An Automated Evaluation Metric for Chinese Text Entry

In this paper, we propose an automated evaluation metric for text entry. We also consider possible improvements to existing text entry evaluation metrics, such as the minimum string distance error rate, keystrokes per character, cost per correction, and a unified approach proposed by MacKenzie, so they can accommodate the special characteristics of Chinese text. Current methods lack an integrated concern about both typing speed and accuracy for Chinese text entry evaluation. Our goal is to remove the bias that arises due to human factors. First, we propose a new metric, called the correction penalty (P), based on Fitts’ law and Hick’s law. Next, we transform it into the approximate amortized cost (AAC) of information theory. An analysis of the AAC of Chinese text input methods with different context lengths is also presented.

💡 Research Summary

The paper addresses a critical gap in the evaluation of Chinese text entry systems: existing metrics either focus solely on error rates (minimum string distance error rate, MSDER) or on keystroke efficiency (keystrokes per character, KSPC), without adequately accounting for the time and effort required to correct mistakes. While Cost Per Correction (CPC) and MacKenzie’s unified framework incorporate some correction costs, they fall short in modeling the combined motor and cognitive demands that are especially pronounced in Chinese input, where users must navigate candidate lists, select characters, and often rely on context‑based predictions.

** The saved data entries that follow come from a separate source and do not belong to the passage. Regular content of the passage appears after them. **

Issue #476, opened 2024-02-24
 Testing Failures with newest transformers version (4.38)


saienduri:
With the latest dependencies (specifically transformers), we are hitting this issue: TypeError: llama_pos_shift_attention_forward() got an unexpected keyword argument cache_position. I manually ran the test models job on the main branch, and it fails as well: https://github.com/nod-ai/SHARK-Turbine/actions/runs/7996420641. Just adding a cache_position default arg doesn't work. Specifically, LlamaRotaryEmbedding definition has changed and use of `seq_len` argument is deprecated and unused in forward. I can pin transformers dependency to a specific version until we figure this out if we want.
```
FAILED models/turbine_models/tests/stateless_llama_test.py::StatelessLlamaChecks::test_rerotated_torch_comparison - TypeError: llama_pos_shift_attention_forward() got an unexpected keyword argument 'cache_position'
FAILED models/turbine_models/tests/stateless_llama_test.py::StatelessLlamaChecks::test_streaming_vmfb_comparison - TypeError: llama_pos_shift_attention_forward() got an unexpected keyword argument 'cache_position'
```

bhbruce:
Hi @saienduri 
Is this problem still happens in newer transformer?

PR #477, opened 2024-02-24
pin transformers for llama testing and mpmath for shark testing

saienduri:
Pin transformers to version 4.37.1 and mpmath to 1.3 to fix the testing failures with the new version until we get it fixed.
Please see #476 for details on reason for testing failure with updated transformers.


stellaraccident (approved):
Before landing, can you please link an issue in the description with your findings. Don't want to lose the diagnosis work you did.

PR #479, opened 2024-02-25
[TK] Refactor ShapedType out of KernelBuffer and Grid

Groverkss:
This patch moves out KernelBuffer and Grid into lang and creates a ShapedType/ShapedDataType class in _support/shaped_type which can be used elsewhere. This is in preparation for VectorType in TK.

This patch also does some other things:
 - Removes the string IndexExpr syntax for KernelBuffer/Grid, which I don't think was very useful.
  - Changes the syntax of KernelBufffer to include data type


Groverkss:
I'm happy to change the syntax of KernelBuffer back. I didn't know before looking at tests that it was possible to use .of

stellaraccident (approved):

PR #480, opened 2024-02-26
[TK] Add test for fused attention and ops needed

Groverkss:
This patch adds a test for f16 attention. The fused_attention kernel needed dtype conversion so that is also added. As a side effect, implicit vector conversion (for unary ops) is now also supported.

### DIFF
--- a/core/shark_turbine/kernel/compiler/builder.py
+++ b/core/shark_turbine/kernel/compiler/builder.py
@@ -32,7 +32,7 @@ from .ir import (
     F64Type,
 )
 
-# TODO: Have a way upstream to check if a floating point type.
+# TODO: Use FloatType from upstream when available.
 FLOAT_BITWIDTHS = {
     "bf16": 16,
     "f16": 16,
@@ -87,6 +87,7 @@ class ModuleBuilder:
 
 class _ScalarBuilder:
     def is_floating_point_type(self, t: IrType) -> bool:
+        # TODO: Use FloatType from upstream when available.
         return str(t) in FLOAT_BITWIDTHS
 
     def is_integer_type(self, t: IrType) -> bool:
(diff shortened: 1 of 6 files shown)


core/shark_turbine/kernel/compiler/builder.py
```diff
@@ -217,10 +238,33 @@ def unary_vector_arithmetic(self, op: str, val: IRProxyValue) -> IRProxyValue:
...
+        # Check bitwidth to determine if we need to extend or narrow
+        from_type = value.type
+        from_bitwidth = self.get_float_bitwidth(from_type)
+        to_bitwidth = self.get_float_bitwidth(to_type)
+        if from_bitwidth < to_bitwidth:
+            return arith_d.extf(to_type, value)
+        elif from_bitwidth > to_bitwidth:
+            return arith_d.truncf(to_type, value)
+        else:
+            raise CodegenError(f"NYI: Cast from {from_type} to {to_type}")
```
Groverkss, line 267: I don't know how to convert between bf16 and fp16

stellaraccident: No one does :) bf16 was made in protest of fp16...

Best that can be done is cast to f32 then to f16. The former is just bit twiddling.

stellaraccident: Or leave it unimplemented with error.

stellaraccident (approved):

core/shark_turbine/kernel/compiler/builder.py
```diff
@@ -87,28 +87,53 @@ def __init__(
 
 class _ScalarBuilder:
     def is_floating_point_type(self, t: IrType) -> bool:
-        return str(t) in FLOAT_TYPES_ASM
+        return str(t) in FLOAT_BITWIDTHS
```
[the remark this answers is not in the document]
Groverkss: oh, cool! Added a TODO, will start using once we bump

core/shark_turbine/kernel/compiler/builder.py
Groverkss: welp, leaving it unimplemented then

PR #482, opened 2024-02-26
Bump IREE to 20240226.813 and adapt to API breaks. 

stellaraccident:
This release pulls in https://github.com/openxla/iree/pull/16486 which makes
substantial changes to torch imports:

* Always generates async code (with a special `$async` suffixed entrypoint that the default entrypoint delegates to).
* Internal structure of the generated code is different, invalidating some tests.

### DIFF
--- a/core/shark_turbine/dynamo/executor.py
+++ b/core/shark_turbine/dynamo/executor.py
@@ -153,7 +153,7 @@ class EagerSpecializedExecutable:
         self,
         user_module: VmModule,
         device_state: DeviceState,
-        entry_name: str = "main",
+        entry_name: str = "main$async",
     ):
         self.user_module = user_module
         self.vm_context = VmContext(
--- a/core/shark_turbine/dynamo/tensor.py
+++ b/core/shark_turbine/dynamo/tensor.py
@@ -53,11 +53,7 @@ from iree.compiler.passmanager import PassManager
 
 from ..importers.fx_importer import FxImporter
 
-DEFAULT_COMPILER_FLAGS = (
-    # Enable asynchronous calling convention.
-    "--iree-execution-model=async-external",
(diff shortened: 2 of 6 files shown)


core/shark_turbine/dynamo/tensor.py
```diff
@@ -53,11 +53,7 @@
 
 from ..importers.fx_importer import FxImporter
 
-DEFAULT_COMPILER_FLAGS = (
-    # Enable asynchronous calling convention.
-    "--iree-execution-model=async-external",
```
raikonenfnu, line 58: Do we not need iree-execution-model=async-external anymore?

core/shark_turbine/dynamo/executor.py
```diff
@@ -153,7 +153,7 @@ def __init__(
         self,
         user_module: VmModule,
         device_state: DeviceState,
-        entry_name: str = "main",
+        entry_name: str = "main$async",
```
raikonenfnu, line 156: Python noob Q: what does the `$` sign do? is this doing something similar to `f"main{async}"` ?

raikonenfnu (commented):
Nice! couple Qs:

core/shark_turbine/dynamo/tensor.py
stellaraccident: No. Async functions are always generated now (with a sync wrapper for default users).

core/shark_turbine/dynamo/executor.py
stellaraccident: Nothing. IREE always exports an "$async" suffixed function when compiling from torch. This is selecting that variant.

stellaraccident:
Discussed offline. The models tests are OOM'ing and seem to be unstable at head.

PR #484, opened 2024-02-27
Add comprehensive tests to test the kernel across available dtypes.

pashu123:
Added softmax and gemm kernel to test across the available float and int dtypes.


core/tests/kernel/coverage_test.py
```diff
@@ -0,0 +1,145 @@
+import torch
+import shark_turbine.kernel as tk
+import shark_turbine.kernel.lang as tkl
+import pytest
+
+
+TKL_TO_TORCH_DTYPE = {
```
Groverkss, line 7: Can we add this to DataType as a method? a from_torch_type and to_torch_type would be good to have.

pashu123: Done. PTAL.

dan-garvey:
is this stale?

pashu123:
> is this stale?

@Groverkss Is this required?

PR #799, opened 2024-07-30
Upstreaming MLPerf punet changes, server/harness support.

monorimet:


models/turbine_models/custom_models/sd3_inference/diffusers_ref.py
```diff
@@ -0,0 +1,49 @@
+from diffusers import StableDiffusion3Pipeline
```
IanNod, line 1: Should we integrate this with a test to output the image numerics we can compare against? I know you saw some significant different numerics between cpu and different gpu backends where this may be difficult to directly compare, maybe some FID/CLIP scores?

models/turbine_models/custom_models/sd3_inference/sd3_mmdit.py
```diff
@@ -249,7 +253,7 @@ class CompiledMmdit(CompiledModule):
             hidden_states_shape,
             encoder_hidden_states_shape,
             pooled_projections_shape,
-            init_batch_dim,
+            (1,),
```
IanNod, line 256: is mmdit not working batched?

models/turbine_models/custom_models/sd_inference/sd_pipeline.py
```diff
@@ -190,6 +195,7 @@ def get_sd_model_map(hf_model_name):
         "stabilityai/sdxl-turbo",
         "stabilityai/stable-diffusion-xl-base-1.0",
         "/models/SDXL/official_pytorch/fp16/stable_diffusion_fp16/checkpoint_pipe",
+        "/models/SDXL/official_pytorch/fp16/stable_diffusion_fp16//checkpoint_pipe",
```
IanNod, line 198: We should try not matching hardcoded path's. Can we add a flag for the user to set which sd version to use for the model map so that downloaded model cards can be used with any path name?

models/turbine_models/custom_models/sd_inference/sd_pipeline.py
```diff
@@ -704,10 +843,35 @@ def numpy_to_pil_image(images):
...
     ireec_flags = {
-        "clip": args.ireec_flags + args.clip_flags,
+        "text_encoder": args.ireec_flags + args.clip_flags,
         "scheduler": args.ireec_flags,
         "unet": args.ireec_flags + args.unet_flags,
-        "vae_decode": args.ireec_flags + args.vae_flags,
+        "mmdit": args.ireec_flags + args.mmdit_flags,
+        "vae": args.ireec_flags + args.vae_flags,
+    }
+    devices = {
```
IanNod, line 852: Looks like we have to specify every submodels device? Necessary for compiling/running on multiple devices but can we have an overall optional flag to override and set all of these once if we are only running on one device?

models/turbine_models/custom_models/sd_inference/vae.py
```diff
@@ -161,20 +163,32 @@ def export_vae_model(
...
-        )
-    ]
+    if "stable-diffusion-3" in hf_model_name:
+        input_image_shape = (height, width, 3)
+        input_latents_shape = (batch_size, 16, height // 8, width // 8)
+    else:
+        input_image_shape = (batch_size, 3, height, width)
+        input_latents_shape = (batch_size, num_channels, height // 8, width // 8)
+
+    # encode_args = [
```
IanNod, line 186: commented code

models/turbine_models/tests/sdxl_test.py
```diff
@@ -10,16 +10,12 @@
 import shutil
```
IanNod, line 10: There has been a lot of pipelining and helper function's added. We should start working to integrate smaller unit tests for each case

models/turbine_models/custom_models/sd3_inference/diffusers_ref.py
monorimet: Doing a faithful comparison with diffusers reference is a larger problem -- we are really best off investing in getting real CLIP/FID scores with a validation dataset. This diffusers reference is really just a hold-over/sanity check for now; I don't even trust it to give us a decent baseline from CPU. We can leave this out for now but I'd rather keep it just to have something ready for comparison with diffusers on ROCM/CUDA

models/turbine_models/custom_models/sd3_inference/sd3_mmdit.py
monorimet: No, this timestep input gets expanded in the model to the batch dimension.

models/turbine_models/custom_models/sd_inference/sd_pipeline.py
monorimet: the pipeline does handle a string input for device and iree target. It's not really the best way to manage it at this point -- I'd rather the API consumer explicitly define targets for each submodel, but both modes work both in the CLI parser and the pipeline API.

models/turbine_models/tests/sdxl_test.py
monorimet: I see what you mean with this. Testing these gets pretty ugly without some context manager but these tests are definitely getting overloaded and need to be reduced to unit tests.

PR #885, opened 2024-11-19
SDXL E2E Pipeline CI

saienduri:


.github/workflows/test_sdxl.yml
```diff
@@ -21,36 +23,70 @@ jobs:
...
+          pip install --no-compile --pre -e ${{ github.workspace }}/iree-turbine[testing]
+          pip install --no-compile --pre --upgrade -e models -r models/requirements.txt
+          pip uninstall torch torchvision torchaudio -y
+          pip install https://download.pytorch.org/whl/nightly/pytorch_triton_rocm-3.0.0%2B21eae954ef-cp311-cp311-linux_x86_64.whl
+          pip install https://download.pytorch.org/whl/nightly/rocm6.1/torch-2.5.0.dev20240710%2Brocm6.1-cp311-cp311-linux_x86_64.whl
+          pip install https://download.pytorch.org/whl/nightly/rocm6.1/torchvision-0.20.0.dev20240711%2Brocm6.1-cp311-cp311-linux_x86_64.whl
+          pip install https://download.pytorch.org/whl/nightly/rocm6.1/torchaudio-2.4.0.dev20240711%2Brocm6.1-cp311-cp311-linux_x86_64.whl
+          pip uninstall iree-compiler iree-runtime iree-base-compiler iree-base-runtime -y
+      
+      - name: Build IREE
```
ScottTodd, line 64: FYI you can fetch prebuilt Python wheels from GitHub artifacts where pkgci.yml has run, if you want builds newer than nightly releases. Should save you some time and disk space.

(downstream should never have to build the compiler from source unless extending with some extra source code that needs to be included in the build)

.github/workflows/test_sdxl.yml
```diff
@@ -21,36 +23,70 @@ jobs:
...
+          source iree_venv/bin/activate
+          pip install --upgrade pip
+          pip install -r runtime/bindings/python/iree/runtime/build_requirements.txt
+          cd $GITHUB_WORKSPACE/iree
+          git submodule update --init
+          cmake -S . -B build-release \
+            -G Ninja -DCMAKE_BUILD_TYPE=Release \
+            -DCMAKE_C_COMPILER=`which clang` -DCMAKE_CXX_COMPILER=`which clang++` \
+            -DIREE_HAL_DRIVER_CUDA=OFF \
+            -DIREE_EXTERNAL_HAL_DRIVERS="rocm" \
```
nithinsubbiah, line 76: `-DIREE_HAL_DRIVER_HIP=ON -DIREE_HAL_DRIVER_HIP=ON` for compiler and runtime backend

.github/workflows/test_sdxl.yml
```diff
@@ -21,36 +23,70 @@ jobs:
...
-          # from non default locations first. Installing the PyTorch CPU
-          # wheels saves multiple minutes and a lot of bandwidth on runner setup.
-          pip install --no-compile --index-url https://download.pytorch.org/whl/cpu \
-            -r ${{ github.workspace }}/iree-turbine//pytorch-cpu-requirements.txt
-          pip install --no-compile --upgrade -r ${{ github.workspace }}/iree-turbine/requirements.txt
-          pip install --no-compile -e ${{ github.workspace }}/iree-turbine/[testing,torch-cpu-nightly]
-          pip install --no-compile --upgrade -r models/requirements.txt
-          pip install --no-compile -e models
+          pip install --no-compile -r ${{ github.workspace }}/iree-turbine/pytorch-cpu-requirements.txt
+          pip install --pre --upgrade -r ${{ github.workspace }}/iree-turbine/requirements.txt
```
nithinsubbiah, line 54: Do we need to install `iree-turbine` explicitly since it's listed as part of `models/requirements.txt`?

nithinsubbiah (changes requested):

.github/workflows/test_sdxl.yml
saienduri: The goal of this CI is to test hourly on TOM of everything, so it's easy to pinpoint where something broke. If there's a way to pull the latest PkgCI wheels at any point that would be great. But, it would have to be from TOM not on a PR.

ScottTodd: Yeah, https://docs.github.com/en/rest/actions/workflow-runs?apiVersion=2022-11-28 query workflow runs triggered by `push` events on the `main` branch, then get the artifacts: https://docs.github.com/en/rest/actions/artifacts?apiVersion=2022-11-28#get-an-artifact. I don't think we have the one-liner (or... more like 10-50 liner...) to do that fetching, but it would be good to have it.

.github/workflows/test_sdxl.yml
saienduri: IREE build no longer needed

.github/workflows/test_sdxl.yml
saienduri: Yeah not needed

.github/workflows/test_sdxl.yml
saienduri: Oooh that's perfect! I wrote a script for this, and it's working (https://github.com/nod-ai/SHARK-ModelDev/pull/885/files#diff-0c1eaf69a654192f737bb2da8e399fb90d8cbade47b0b98d1ea2056617b5ff5a). Thanks

nithinsubbiah (approved):
Thanks for putting this up

PR #901, opened 2025-01-21
Pin `action/checkout` action

marbre:
Pins as suggested by OpenSSF Scorecard, see
https://github.com/ossf/scorecard/blob/main/docs/checks.md#pinned-dependencies.


ScottTodd (approved):

marbre:
CI failures are unrelated.

PR #902, opened 2025-01-21
Update GH actions with Dependabot

marbre:
All actions are pinned with hases as suggested by OpenSSF Scorecard, as soon as #901 lands. Actions can be upgraded with Dependabot, see https://docs.github.com/en/code-security/dependabot/working-with-dependabot/keeping-your-actions-up-to-date-with-dependabot.

### DIFF
--- a/.github/dependabot.yml
+++ b/.github/dependabot.yml
@@ -1,0 +1,12 @@
+version: 2
+updates:
+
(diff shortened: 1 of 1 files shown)


ScottTodd:
You might need to adjust repository settings to enable this after merge.

image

To fill this gap, the authors introduce a new metric called the correction penalty (P), derived from two well‑established human‑factors laws. Fitts’ law models the motor time needed to move a cursor or finger to a target (log₂(D/W) component), while Hick’s law captures the cognitive time required to choose among N alternatives (log₂(N) component). The penalty is expressed as:
P = a₁ + b₁·log₂(D/W) + a₂ + b₂·log₂(N),
where a₁, b₁, a₂, and b₂ are empirically determined constants. This formulation quantifies the total time a user spends correcting an error, integrating both the physical movement to the error location and the mental processing needed to select the correct candidate.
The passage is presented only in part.